You can also make a quantile-quantile plot. A straight line on this plot indicates a normal distribution, a non-straight line indicates it is not normal.
Let’s test Pine discharge data for normality with the Shapiro test and the Q-Q test.
Let’s also look at the Q-Q plot with some synthetic data. Create a normal data set and play with the number of values (n, samples). Investigate how changing the number of samples influences the linearity of the Q-Q plot. Also run this code multiple times with the same n and see if/how the results change.
7.10 Homework Q4 (2 pts)
- Do the results change more from run to run when the n is high or low and why?
7.11 Homework Q5 (2 pts)
Test your all_the_water, ExNorm, and sample_of_water data frames for normality using shapiro test and qqnorm.

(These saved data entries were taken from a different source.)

Issue #152, opened 2024-04-26
Add game state between "initial" and "ready"


roefer:
According to the new rules, the referee signals the beginning of the game with a gesture. While we managed to implement this feature and it always worked at the RoboCup German Open 2024, it makes the phase before the game more complicated. The problem is that if teams place their robots early on the field, they risk that the robots might detect a false gesture by accident, e.g. if someone is setting up a camera on a very long tripod right a the halfway line, lifting up both arms in the process, only half a meter behind the position where the referee would later show the gesture. Theoretically, teams could rely on the red gloves, but since it was already announced that they might not be used anymore in the future, it does not make sense to just integrate them for this year in the detection.

Our solution was to place the robots on the field, check whether they can see the ball, let them sit down afterwards, and letting them get up again when the referee arrives, so that they only then start to wait for the gesture. It would be lot easier, if the GameController signaled when the referee and the GameController operator are present and the game will start soon (basically a "set" state between "initial" and "ready").

With the current rules, it can happen (and it actually happened for at least one team) that the robots start moving by accident, but the referees are not yet ready to penalize them for "forbidden motion in initial". This should be avoided.

sseering:
I agree and others. Others during the German Open and me  thought of a similar changes. I talked to Arne Hasselring. Accoeding to him, the effort to implement it in the GameController would be not too big. 

In my Idea the addition game state would be before "initial" (so teams don't have to insert an new gamestate in the middle of the gamstate-transition-code, making the new gamestate less error prone to implement?). It could be called "pre-initial" or "setup-time" or similar.

sseering:
Dear Teams, a small heads up: due to feedback from the German Open we will be introducing a new GameState in the rules and GameController before the 2024 World Championship.

The new GameStatse will likely be called "Setup" and happen before the Initial in match. It gives teams time to set up on the side on the field. It will be the same as Initial (thus, easy to implement), but the robots will not be penalized for the "Motion in Initial" penalty.

We are changing the rules soon and will publish a new GameController (thanks to AH). We will notify as soon as the details are set in stone.

rvilling:
Hi Stefan,
are all teams subscribed to the github rules repo? I wonder if your message below should be sent directly to the participating teams (is there a mailing list?) or even just notified on discord.
Best regards,
Rudi
________________________________
From: sseering ***@***.***>
Sent: Tuesday 30 April 2024 11:29
To: RoboCup-SPL/Rules ***@***.***>
[...]

PR #153, opened 2024-05-02
Adding standby state before ready

ben47955:


ben47955:
Implementing #152

rules/game_process.tex
```diff
@@ -75,6 +78,8 @@ \subsection{Robot States}
   \label{fig:robot_states}
 \end{figure}
 
+The referee must tell the GameController operator to switch to \texttt{initial} state once everyone is in place or that teams are falling under forfeit rule (see \cref{sec:forfeit}).
```
sseering, line 81: "The referee will announce the transition from the \texttt{setup} to \texttt{initial} ...."

Make the sentence simpler and consistent with the following text 2 sentences later.

sseering, line 81: > once everyone is in place or that teams are falling under forfeit rule (see \cref{sec:forfeit}).

I don't like introducing "once everyone is in place" here.

The head ref starts the game according to the schedule. If a team is not ready in time its their own fault. What happens if you are late/no-show is already detailed elsewhere.

rules/game_process.tex
```diff
@@ -75,6 +78,8 @@ \subsection{Robot States}
...
+The referee should wait between 10 to 120 seconds before announcing the transition to \texttt{ready}.
```
sseering, line 82: How about increasing the mininmum to 30 secs?  

Other opinions?

rules/game_process.tex
```diff
@@ -89,7 +94,8 @@ \subsection{Robot States}
 The colors corresponding to the game states are:
 \begin{itemize}
   \item \texttt{Unstiff}: Blue-Blinking
-  \item \texttt{Initial}: Off
+  \item \texttt{Setup}: Off
+  \item \texttt{Initial}: Cyan or Off
```
sseering, line 98: Don't make the rules more complicated by introducing options here. Just leave it as off (the head ref can see the gamestate on the GSV/TCM screen anyways)? Other opinions?

rules/game_process.tex
sseering, line 81: Should we explain here that both halves start with the setup state? 

Previous sections already imply it, though the text is kinda vague. In the past the rules also didn't write more explicitly that halves start with initial. 

opinions?

sseering, line 81: We should use this change to formalize/define when human members of the playing teams need to leave the field/stop touching their robots. 

In the past it varied wildly from team to team how late before initial human members of the playing teams where touching the robots. It should be somewhat consistent across all teams for fairness.

We could introduce a requirement like "The head referee  announces setup time will be ending in 60 seconds. All human members of the playing teams must leave the field and stop interacting with participating robots manually and via network before initial."

rules/forbidden_actions.tex
```diff
@@ -112,7 +112,7 @@ \subsubsection{Motion in Initial}
 
 Robots that begin moving before the transition from \texttt{initial} to \texttt{ready} (\ie before the head referee does the visual signal).
 The head referee will call ``Forbidden Motion in Initial\textless robot\textgreater''.
-Note that responding to any false signal of any fashion will result in this penalty. This rule does apply when the head referee believes that both teams are ready.
+Note that responding to any false signal of any fashion will result in this penalty.
```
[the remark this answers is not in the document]
ben47955: Agree. I will update

rules/game_process.tex
```diff
@@ -33,12 +33,15 @@ \subsection{Robot States}
     So while in the \texttt{unstiff} state the robot is not allowed to move in any fashion! After booting, the robots are in their \texttt{unstiff} state.
     Pressing the chest button once while in the \texttt{unstiff} state, permits the robot to stiffen its joints and return to the \texttt{initial} state, or a state as indicated by GameController.
 
-  \item[Initial.] The robots are not allowed to be moving in any fashion besides initially standing up.
-    Shortly pressing the chest button will switch the robot to the \texttt{penalized} state.
+    \item[Setup.] The robots are not allowed to be moving in any fashion besides initially standing up.
```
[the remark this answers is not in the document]
ben47955: I think the issue is the initial was not well defined and I did the same mistake. I will update.

rules/game_process.tex
ben47955: I didn't like either. I will try to formulate that differently.

rules/game_process.tex
ben47955: I didn't want to introduce a different rule for CS and CC. I think this should be handled at referee meeting. I'm sure no one really gonna wait for 120 seconds doing nothing, but at the same time we don't want every initial state to be 30 seconds. I think this give more room to have the duration between 20-45 seconds.

rules/game_process.tex
ben47955: I make it optional for now because we are late in the season, but at the same time I think it's great to the option to differentiate every state on the robot.  Suggestion for next years should be to make it mandatory.

rules/game_process.tex
sseering: If we handle this during the referee meeting, then we could not give any time in the rules. Keeping it simpler.

rvilling:
It would be important to signal to readers of the rules that there would be a delay to be finalised in the referee meeting so that no teams write their code on the expectation of no delay.
________________________________
From: sseering ***@***.***>
Sent: Friday 10 May 2024 09:29
Cc: Subscribed ***@***.***>
Subject: [EXTERNAL] Re: [RoboCup-SPL/Rules] Adding state before initial (PR #153)

*Warning*

This email originated from outside of Maynooth University's Mail System. Do not reply, click links or open attachments unless you recognise the sender and know the content is safe.

@sseering commented on this pull request.

________________________________

In rules/game_process.tex<https://github.com/RoboCup-SPL/Rules/pull/153#discussion_r1596446810>:

> @@ -75,6 +78,8 @@ \subsection{Robot States}
   \label{fig:robot_states}
 \end{figure}

+The referee must tell the GameController operator to switch to \texttt{initial} state once everyone is in place or that teams are falling under forfeit rule (see \cref{sec:forfeit}).
+The referee should wait between 10 to 120 seconds before announcing the transition to \texttt{ready}.


If we handle this during the referee meeting, then we could not give any time in the rules. Keeping it simpler.

ben47955:
Hello, I made change to the PR

rules/game_process.tex
```diff
@@ -31,14 +31,20 @@ \subsection{Robot States}
   \item[Unstiff.] It helps to facilitate a consistent and safe handling of the robots for remote competition.
     During any state, if all head buttons are pressed at least one second, the robot should move to a safe seated/crouched position and unstiffen all joints.
     So while in the \texttt{unstiff} state the robot is not allowed to move in any fashion! After booting, the robots are in their \texttt{unstiff} state.
-    Pressing the chest button once while in the \texttt{unstiff} state, permits the robot to stiffen its joints and return to the \texttt{initial} state, or a state as indicated by GameController.
+    Pressing the chest button once while in the \texttt{unstiff} state, permits the robot to stiffen its joints and return to the state indicated by GameController.
```
rvilling, line 34: It looks like you're assuming there will always be a game controller already running. This isn't usually the case, e.g. if you arrive at a field before GC is running or if you don't want to run GC (E.g. to do calibration). The transition from a button press in unstiff seems undefined when there is no GC. Can you define what state the robot should land in if there is no game controller running (I assume "setup").

rules/game_process.tex
```diff
@@ -31,14 +31,20 @@ \subsection{Robot States}
...
 
-  \item[Initial.] The robots are not allowed to be moving in any fashion besides initially standing up.
+    \item[Setup.] The robots are free of any movement at teams convenience.
```
rvilling, line 36: This wording is a bit unclear. Do you mean that the robots can move in the setup state or that they cannot?

rules/game_process.tex
```diff
@@ -31,14 +31,20 @@ \subsection{Robot States}
...
+    This state is not limited in time and teams have access to the field.
+    The GameController will activate this state before \texttt{initial} (i.e at the beginning of a half and during a timeout).
+
+    \item[Initial.] The robots are not allowed to be moving in any fashion besides initially standing up.
```
rvilling, line 40: "to be moving" --> "to move"

rules/game_process.tex
```diff
@@ -31,14 +31,20 @@ \subsection{Robot States}
...
     Shortly pressing the chest button will switch the robot to the \texttt{penalized} state.
+    The robots are preparing to receive a visual signal from the referee.
```
rvilling, line 42: Suggest rewording: In \texttt{iniitial}, the robots are awaiting a visual indication from the referee which signals the transition to \texttt{ready}.

rules/game_process.tex
```diff
@@ -31,14 +31,20 @@ \subsection{Robot States}
...
+    The GameController will activate this state before \texttt{initial} (i.e at the beginning of a half and during a timeout).
+
+    \item[Initial.] The robots are not allowed to be moving in any fashion besides initially standing up.
     Shortly pressing the chest button will switch the robot to the \texttt{penalized} state.
+    The robots are preparing to receive a visual signal from the referee.  
 
   \item[Ready.] In this state, the robots walk to their legal positions for kick-off (\cf \cref{sec:kick-off}) or a penalty kick (\cf \cref{sec:penalty_kick}).
     They remain in this state, until the head referee decides that there is no significant progress, up to a maximum of \qty{\KickOffAutoTime}{\second} for a kick-off and \qty{\PenaltyKickSetupTime}{\second} for a penalty kick.
     The GameController can activate sub-states for kick-off and penalty kicks.
+    The robot can only enter this state by either receiving a message from the GameController or detecting the visual signal or by receiving a message from a teammates who did.
```
rvilling, line 47: Since there are 3 possibilities, delete "either"

rules/game_process.tex
```diff
@@ -75,6 +81,14 @@ \subsection{Robot States}
   \label{fig:robot_states}
 \end{figure}
 
+At the scheduled time, the referee will announce that the transition from the \texttt{setup} to \texttt{initial} will be executed 60 seconds later.
+The referee shall call ``Initial in 60 seconds''. 
+The GameController will execute this transition automatically once the time has passed. 
+If both teams have left the field, the head referee can announce the transition earlier by calling ``Initial''.
```
rvilling, line 87: This sounds odd. I guess you are referring to the human team members and that the robot team members are on the field. Rewording needed I think.

rules/game_process.tex
```diff
@@ -75,6 +81,14 @@ \subsection{Robot States}
...
+
+
+The referee should wait a random time between 10 to 120 seconds before announcing the transition to \texttt{ready}. 
+Teams should expect a different time for every time they have to effectuate the transition from the \texttt{initial} to \texttt{ready}.
 The referee will announce the transition from the \texttt{initial} to \texttt{ready} state by raising both hands over its head. The referee will wear red gloves \footnote{Teams are encouraged to not rely on the red gloves as they could be removed in a following year.}.
```
rvilling, line 92: "by raising both hands over its head" --> "by raising both hands over their head"

rules/game_process.tex
arnemoos: Yes, why not go into setup and then a second chest button press transitions to the penalized state (so no real change for the handling except the first reachable state via button interface is setup)

rules/forbidden_actions.tex
```diff
@@ -110,9 +110,9 @@ \subsection{Forbidden Motion}
 \subsubsection{Motion in Initial}
 \label{sec:motion_in_initial}
 
-Robots that begin moving before the transition from \texttt{initial} to \texttt{ready} (\ie before the head referee does the visual signal).
+Robots that begin moving during \texttt{initial} (\ie before the head referee does the visual signal).
```
arnemoos, line 113: begin to move

rules/game_process.tex
rvilling: I believe that the text still assumes that the transition to calibration takes place from initial (which can only be reached via GC). Truthfully, I would have dealt with all this differently by leaving the initial state the way it originally was and inserting a new state between initial and ready to accept the ref signal - this would have resulted in fewest changes to robot code. If you want to continue in your current direction with the setup state, then I think you will also need to enable a transition from the setup state to calibration rather than from initial to calibration.

ben47955: Having the new state before or after initial is just a matter of label as at the end the definition will be the same. To my opinion we should keep the current direction. At least I will update with this direction until we decided otherwise.

ben47955:
Change are ready to by reviewed

rules/game_process.tex
```diff
@@ -31,14 +31,20 @@ \subsection{Robot States}
...
     During any state, if all head buttons are pressed at least one second, the robot should move to a safe seated/crouched position and unstiffen all joints.
     So while in the \texttt{unstiff} state the robot is not allowed to move in any fashion! After booting, the robots are in their \texttt{unstiff} state.
-    Pressing the chest button once while in the \texttt{unstiff} state, permits the robot to stiffen its joints and return to the \texttt{initial} state, or a state as indicated by GameController.
+    Pressing the chest button once while in the \texttt{unstiff} state, permits the robot to stiffen its joints and return to the \texttt{setup} state, or a state as indicated by GameController.
 
-  \item[Initial.] The robots are not allowed to be moving in any fashion besides initially standing up.
+    \item[Setup.] The robots are free to move at teams convenience and human are allowed to interact with the robots. 
+    This state is not limited in time and teams have access to the field.
+    The GameController will activate this state before \texttt{initial} (i.e at the beginning of a half and during a timeout).
```
sseering, line 38: I think we should have a setup phase only before every half and not at the end of timeout. This was also discussed when we talked about GC implementation.

Everything a team could do during setup they can do during timeout. So we don't need a setup at the end of a timeout.

rules/game_process.tex
```diff
@@ -75,7 +81,16 @@ \subsection{Robot States}
   \label{fig:robot_states}
 \end{figure}
 
-The referee will announce the transition from the \texttt{initial} to \texttt{ready} state by raising both hands over its head. The referee will wear red gloves \footnote{Teams are encouraged to not rely on the red gloves as they could be removed in a following year.}.
+At the scheduled time, the referee will announce that the transition from the \texttt{setup} to \texttt{initial} will be executed 60 seconds later.
+The referee shall call ``Initial in 60 seconds''. 
+The GameController will execute this transition automatically once the time has passed.
```
sseering, line 86: I don't think we should introduce a GC countdown here. There might be discussion between teams and the headref or GC operator. 

The transition from setup to inital simply happens when the GC decides.

rules/game_process.tex
```diff
@@ -75,7 +81,16 @@ \subsection{Robot States}
...
 \end{figure}
 
-The referee will announce the transition from the \texttt{initial} to \texttt{ready} state by raising both hands over its head. The referee will wear red gloves \footnote{Teams are encouraged to not rely on the red gloves as they could be removed in a following year.}.
+At the scheduled time, the referee will announce that the transition from the \texttt{setup} to \texttt{initial} will be executed 60 seconds later.
+The referee shall call ``Initial in 60 seconds''. 
+The GameController will execute this transition automatically once the time has passed. 
+If all humans from playing teams have left the field, the head referee can announce the transition earlier by calling ``Initial''.
+
+
+The referee should wait a random time between 10 to 120 seconds before announcing the transition to \texttt{ready}.
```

Note: The shapiro.test will only accept 5000 values so the all_the_water data frame is too large. The reason for this is that in many fields (e.g., social science) an n of 5000 would be VERY large and would result in a normal distribution. In hydrology and the earth and environmental sciences in genreal we routinely have data sets that are MUCH larger than n = 5000 and the are STILL non-normal. To manage this situation we can use a different test, the Kolmogorov-Smirnov normality test which is in the “nortest” package and the test is called lillie.test. Lillie is short for Lilliefors test which is based on the Koolmogorv-Smirnov test. See below
See here for documentation of tests contained in the nortest package
# shapiro.test(all_the_water$value) # won't work. n is too big.
# but we can use a test that CAN take large sample sizes. Here we use the Lilliefors test.
#install.packages("nortest")
library(nortest)
lillie.test(all_the_water$value)
# and here we can use another normality test from the "nortest" package called the Anderson-Darling test.
ad.test(all_the_water$value)
# Point being, there are a number of tests for normality that we can apply.
- According to the tests you’ve just performed, which datasets ARE and which datesets are NOT normal?